### Exercise
What lines below include the string "handling"? Pick them out and copy them.
======== Data to examine ========
PR #202, opened 2026-07-26
feat(codegen): emit api.mutators.* typed references

prisis:
## Summary

Reported back on [cameronapak/dotflowy#310](https://github.com/cameronapak/dotflowy/pull/310) after the post-#187 re-port: codegen still didn't emit `api.mutators.*`, so typed `serverRef` fell back to the string escape hatch (adoption feedback [finding #17](../blob/alpha/plans/170-dotflowy-adoption-feedback.md)). It wasn't one gap but a chain of three, all in `@lunora/codegen` + `@lunora/db`:

1. **Codegen never emitted the references.** `discoverMutators` lifted only the export name, so there was nothing for `serverRef` to point at — dotflowy's generated `ApiTypes` is literally `{}`. It now lifts each mutator's `args` validator map and its `server` impl return type, and `emitApi` renders `api.mutators.<name>: FunctionReference<"mutation", Args, Return>`. That's a real function reference, not a parallel shape: a mutator already dispatches through `LUNORA_FUNCTIONS` with `kind: "mutation"`, and the `namespace:fn` ref matches the `LUNORA_MUTATOR_PATHS` entry the DO's `isCustomMutator` override reads.
2. **`@lunora/db`'s reference overload could never match.** `R extends MutatorReference<never>` rejects any reference carrying a concrete arg type — `{ text: string }` is not assignable to `never` — so a genuine generated reference failed the constraint, fell through to the `serverRef: string` overload, and errored. The overload shipped in #187 was never exercised against a typed reference (its test used a bare `{ __lunoraRef }` literal), which is why the hole survived review. Now `<TArgs>(… serverRef: MutatorReference<TArgs>)`, inferring straight off the phantom.
3. **`_generated/server.ts` exported no `defineMutator`.** This is the cause of the 30-line hand-written `MutatorCtx` type and the **33** `const mctx = ctx as unknown as MutatorCtx` casts in dotflowy's `lunora/mutators.ts`: `defineMutator`'s `ServerContext` defaulted to the untyped base `MutationCtx`, and codegen re-exported project-typed `query`/`mutation`/`action`/`definePolicy`/`v` but not `defineMutator` — the one authoring surface whose `ctx.db` writes need the schema most. It now re-exports a project-bound `defineMutator`, and discovery accepts the `_generated/server` specifier so the typed path still registers.

Two latent qualifier bugs surfaced with the first checker-rendered mutator types, both pre-existing for ordinary functions:

- an extensionless `import("./_generated/dataModel")` qualifier (written by a function file that follows the repo's no-`.js` convention) emitted a **TS2835** into `_generated/*`, which is consumed under NodeNext;
- an `import("@lunora/values").Id<…>` qualifier was a **TS2307** for an umbrella-only app, which declares no `@lunora/values`.

And one more found by re-reading #310 (`fix(codegen): widen env for the defineNotify store factory`): `defineApp`'s `Env` is bound to `object` so a wrangler-generated `interface Env` is accepted, but `defineNotify`'s `store` takes `NotifyEnv` (`Record<string, unknown>`) — which an interface does not satisfy. **Every app with a `lunora/notify.ts` emitted an `app.ts` that fails tsc**, as `examples/notify-demo` does the moment it is regenerated.

Packages touched: `@lunora/codegen`, `@lunora/db`, docs (`apps/docs`, `@lunora/server` + `@lunora/db` package docs).

### Before / after

```ts
// Before — nothing checks the path, and the arg type is restated per mutator (×23)
insertSibling: defineMutator<{ id: string; userId: string; parentId: string | null; /* … */ }>({
    serverRef: "mutators:insertSibling",
    apply: (_ctx, args) => { /* … */ },
});

// After — bound at compile time, args inferred from the server mutator's validators
insertSibling: defineMutator({
    serverRef: api.mutators.insertSibling,
    apply: (_ctx, args) => { /* … */ },
});
```

```ts
// Before — `ctx` is the untyped base MutationCtx (×33 casts + a hand-written MutatorCtx)
import { defineMutator } from "lunorash/server";
server: async (ctx, args) => { const mctx = ctx as unknown as MutatorCtx; /* … */ }

// After — `ctx` is this project's typed MutationCtx
import { defineMutator } from "./_generated/server";
server: async (ctx, args) => { await ctx.db.patch(args.id, { text: args.text }); }
```

## Linked issues

- Refs `plans/170-dotflowy-adoption-feedback.md` #17 (and its new #17b / #17c)
- Refs [cameronapak/dotflowy#310](https://github.com/cameronapak/dotflowy/pull/310)

## Test plan

- [x] `pnpm --filter "@lunora/codegen" run test` — 891 passed (87 files), including new coverage for the mutator refs, namespace-collision precedence, mutator-free byte-identical output, both qualifier rewrites, and the notify env widening
- [x] `pnpm --filter "@lunora/db" run test` — 75 passed, including an `expectTypeOf` test asserting the **inferred** `args` type off a typed `api.mutators.*` reference (not just the runtime dispatch path)
- [x] `pnpm run test:affected` / `lint:affected:types` / `lint:affected:eslint` — green
- [x] `pnpm run lint:package-json`, `node scripts/api-snapshot.js check`, `prettier --check` on the diff — green
- [x] Golden fixture regenerated (`capture-expected`); `apps/playground` regenerated + `tsc --noEmit` clean, with its `lunora/mutators.ts` switched to the typed `defineMutator` so the new path is dogfooded
- [x] All 8 `examples/*` regenerated and typechecked individually

Reviewers may want to re-run the codegen + db suites and `examples/notify-demo`'s `tsc --noEmit` (that one fails on `alpha` once regenerated).

## Checklist

- [x] Updated relevant docs in `apps/docs` (or `README.md` for package-local docs)
- [ ] If a new package was added: `project.json` has `type:package` and a `category:*` tag — n/a
- [x] If migration impact: noted upgrade steps in the PR description and changelog entry — see *Migration* below

## Migration

Additive; nothing breaks. `serverRef: "mutators:sendMessage"` still works as the documented escape hatch, and importing `defineMutator` from `@lunora/server` / `lunorash/server` is still discovered. Two opt-in upgrades, both surfaced by re-running `lunora codegen`:

- point `serverRef` at `api.mutators.<name>` and drop the hand-written `defineMutator<{…}>` arg type;
- import `defineMutator` from `./_generated/server` and delete the local mutator-ctx type and its casts.

## Notes for reviewers

**Start with commit 1** (`feat(codegen): emit api.mutators.* typed references`) — the other four are consequences.

- The `@lunora/db` overload keeps a deliberate `@typescript-eslint/unified-signatures` disable. Merging the two overloads into a `string | MutatorReference<TArgs>` union leaves `TArgs` uninferable on the string branch, which then silently falls back to its default and erases the args type at every reference call site — the exact failure this PR exists to fix.
- `renderApiBody` now sorts members by export name. Discovery output was already sorted, so this is a no-op except where a namespace mixes discovered functions with synthetic entries (agents, mutators) — the golden `api.ts` fixture is unchanged.
- The last two commits are deliberately separate and reviewable on their own: `chore(codegen): regenerate example generated files` sweeps in the pre-existing drift the examples had accumulated against the emitter (notify-demo's `defineApp` / `AppTableName` blocks), and `chore(api): refresh the notify API snapshot` fixes drift from #195 that fails `api:check` on any branch that rebuilds `@lunora/notify` — no source change in either.

**Deferred, filed as #22–24 in `plans/170`** (found in the same re-read, each needs its own change):

| # | Finding | Evidence in #310 |
|---|---|---|
| 22 | Reads are owner-scoped declaratively (`defineShape({ owner: true })` from #9); writes got no counterpart | 23 mutators each declare a redundant `userId: v.string()` arg and open with a hand-rolled `assertOwner` |
| 23 | `bindMutators`' `collections` map is type-erased (`Record<string, Collection<Row, string>>`, invariant in the row type) | `nodes: collection as never` ×4, and all 23 `apply` bodies bypass `ctx.collections` to close over module state — the seam is dead code in its only production port |
| 24 | A fire-and-forget mutator has no error hook (the outbox path has `onWriteRejected`) | an app-level `trackLunoraMutation` wrapper on 8 call sites, purely to consume `isPersisted` rejections |

Also worth relaying to the adopter: `applyPlanToCollections` / `applyPlanToDb` (#18's shared-planner answer) shipped, so their hand-rolled `applyPlanToCollection` + `commitPlan` twins can go.

## Summary by CodeRabbit

* **New Features**
  * Added project-generated, typed support for custom mutators, including `api.mutators.<name>` references.
  * Introduced owner-scoped writes for mutators with fail-closed enforcement and rejection of forged owner values.
* **Bug Fixes**
  * Mutator renames/moves now surface as compile-time type errors instead of runtime failures.
  * Improved generated type/import handling for more reliable NodeNext consumption.
* **Documentation**
  * Updated mutator examples to use generated, schema-aware APIs and type-safe references.
  * Expanded guidance on `initMutators` and handling rejected writes via `onWriteRejected`.


prisis:
## Follow-up: a P0 found while auditing for other generation bugs

Pushed as `fix(codegen): accept umbrella imports in every discoverer`. Unrelated to the mutator work, but the same class as the two qualifier bugs — a hard-coded specifier list that nothing exercised.

Every discoverer hard-coded its own set of accepted module specifiers, and **three omitted `lunorash/server`** — the subpath the umbrella exists to provide, and the one codegen itself emits into `_generated/*` when a project depends on it. Discovery skips an unrecognized specifier **silently**:

| declared as | `@lunora/server` | `lunorash/server` (before) |
|---|---|---|
| `query` / `mutation` / `action` | registered | **dropped** — absent from `api.ts` *and* `LUNORA_FUNCTIONS`, so every call 404s at runtime |
| `cronJobs()` | registered | **dropped** — `_generated/crons.ts` not emitted at all; the schedule never fires |
| `defineMigration` | registered | **dropped** — `LUNORA_MIGRATIONS` empty; `lunora migrate up` finds nothing |

Codegen exits `ok` in all three cases.

Reproduced end-to-end against `apps/playground` (a real `node_modules`, so the checker resolves the callee symbol and actually reaches the gate) by switching one function file, a `crons.ts` and a `migrations.ts` to the umbrella form, then diffing the generated output.

**Why it hid.** With no resolvable package the checker has no symbol, so every discoverer falls back to matching the identifier text and the specifier gate is never consulted — which is exactly the configuration the fixture tests run in. Nothing in the repo imported `query`/`mutation` from the umbrella either (examples and the playground both use `./_generated/server.js`), so the one form an umbrella-only adopter reaches was the untested one. `discover-crons`' own comment already warned that a missed specifier "has every cron silently dropped" — and still missed the umbrella.

**Fix.** One shared `module-specifiers.ts` (`isServerSurfaceModule` / `isServerPackageModule` / `isCronSourceModule`), now used by functions, crons, migrations, mutators, shapes, env and identity discovery. The new `discover-module-specifiers.test.ts` installs a resolvable stub package into the fixture's own `node_modules` so the gate is genuinely exercised — **it fails on all five factories if the umbrella entry is removed** (verified by removing it).

Add-on factories (`defineQueue`, `defineWorkflow`, `defineAgent`, `defineContainer`) correctly stay scoped — the umbrella ships no subpath for them. `httpRoute` and `defineSchema` match on identifier text with no specifier gate, so neither was affected.

902 codegen tests pass; `test:affected` / `lint:affected:types` / `lint:eslint` / `api:check` green. Written up as finding #25 in `plans/170`.

prisis:
## All remaining findings fixed (#22, #23, #24)

Pushed as `feat(server,db): owner-scoped mutators, typed collections, rejection hook`. Every finding from the dotflowy re-read is now closed; `plans/170` marks #17/#17b/#17c/#22/#23/#24/#25 all FIXED.

### #22 — owner-scoped writes (`@lunora/server`)

`defineMutator` gains `owner: "<column>"`. Before `server` runs it:

1. **requires a verified identity** — an anonymous caller is rejected outright, the same fail-closed rule an `owner`-scoped `defineShape` applies to reads (filtering on a nullish value would match a nullable owner column);
2. **rejects a forged owner** — a client-supplied value that disagrees with the session is a `403`, not a correctable input;
3. **sets the column to the verified value** — so the impl reads `args[owner]` without trusting the client, and declaring it `v.optional(...)` drops it from the wire.

That deletes the `assertOwner(ctx, args.userId)` opening all 23 of dotflowy's mutators, and makes it impossible to forget on mutator 24.

**Design note worth reviewing:** it names the column instead of taking a shape's `owner: true`. A shape is bound to one `table`, so its `.ownedBy(field)` resolves unambiguously; a mutator may write several tables and has no single owning table to read it from. Supporting `true` would mean either threading a schema-derived `ownerField` through the generic `handler(ctx, args)` seam every registered function shares, or teaching codegen to discover `.ownedBy()` (`TableIR` doesn't carry it today) — real plumbing for one saved string literal. `contextUserId` moved to a shared module so reads and writes resolve identity identically.

### #23 — typed collections map (`@lunora/db`)

`ClientMutatorContext` / `ClientMutatorDef` / `BindMutatorsContext` are now generic over the map, plus `initMutators<TCollections>()` to bind `defineMutator` + `bindMutators` once (mirroring `initLunora.dataModel<DataModel>().create()`):

```ts
const { bindMutators, defineMutator } = initMutators<{ nodes: typeof wholeOutlineCollection }>();
```

`Collection` is invariant in its row type, so the old shared `Record<string, Collection<Row, string>>` did double damage: `as never` on every entry at the bind site, *and* an `apply` context too wide to use — which is why all 23 optimistic bodies ignored `context.collections` and closed over module-scope variables instead. Both ends are typed now; the standalone functions still work against the widest map.

### #24 — `onWriteRejected` (`@lunora/db`)

`{ args, code, error, mutator, serverRef }`, matching the outbox hook's shape. Setting it also **consumes** the `isPersisted` rejection, so a fire-and-forget call no longer needs an app-level wrapper (dotflowy's `trackLunoraMutation`, 8 call sites); a caller that awaits still observes it. Opt-in deliberately — an unconditional `.catch` would swallow dropped writes for callers who never asked. A throwing listener is swallowed so reporting a failure can't manufacture a second one.

### Verification

Everything is additive: a mutator without `owner` is untouched, and the standalone `defineMutator`/`bindMutators` keep their previous types.

- 451 `@lunora/server` tests, 80 `@lunora/db` tests (6 new owner cases, 3 new rejection cases, 2 new `initMutators` cases incl. `expectTypeOf` on both the collection row type and the inferred args)
- The `@tanstack/db` test mock gained a faithful `isPersisted` deferred that settles with `mutationFn` — the existing 16 cases pass through it unchanged
- `test:affected` / `lint:affected:types` / `lint:affected:eslint` / `api:check` / prettier green; all 8 examples typecheck
- API snapshots show exactly the intended surface (`owner?: string`, the generic params, `BoundMutatorApi`, `CollectionMap`, `MutatorRejectedEvent`)

Docs updated: a new "Owner-scoped writes" section in the local-first guide, plus `initMutators` / `onWriteRejected` sections in the `@lunora/db` package docs.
========
### Response to this exercise
  * Improved generated type/import handling for more reliable NodeNext consumption.
  * Expanded guidance on `initMutators` and handling rejected writes via `onWriteRejected`.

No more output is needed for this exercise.